Performance Benchmarking#

Using Legate timing tools#

Use legate’s timing API to measure elapsed time, rather than standard Python timers. cuPyNumeric executes work asynchronously when possible, and a standard Python timer will only measure the time taken to launch the work, not the time spent in actual computation.

Make sure warm-up iterations, initialization, I/O, and other one-time computations are excluded while timing iterative computations.

Here is an example of how to measure elapsed time in milliseconds:

import cupynumeric as np
from legate.timing import time

init() # Initialization step

# Do few warm-up iterations
for i in range(n_warmup_iters):
    compute()

start = time()
for i in range(niters):
    compute()
end = time()

elapsed_millisecs = (end - start)/1000.0

dump_data() # I/O

Guidelines for performance benchmarks#

Manual partitioning of data for use with message-passing from Python (say, using mpi4py package) is discouraged.

Ensure that the problem size is large enough to offset runtime overheads associated with tasks. A rule of thumb is that the problem size is large enough for a task granularity of about 1 millisecond (as of release 23.07).

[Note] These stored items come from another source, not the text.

PR #2536, opened 2015-01-05
Using LZMA as compression algorithm on linux

ffissore:
By making a tar.xz instead of tar.gz, the IDE dist file size goes down to ~60M from the original ~116M


ffissore:
Sorry, wrong target branch

PR #949, opened 2017-01-11
Fix typo in commit #3a09b4b

macmpi:
Sorry, my bad (wrong cut&paste)


volumio:
Thanks for fixing&reporting!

For arrays that are small, or for arrays that operate on a subset of a larger array, it is recommended that they be merged with similar operations when possible. For example, in some applications using structured meshes, boundary conditions are set on a subset of data (at the boundaries only) which typically tends to be a sequence of very small operations. When possible, boundary conditions for different variables and different boundaries should be combined. In general, merging small operations might yield better results.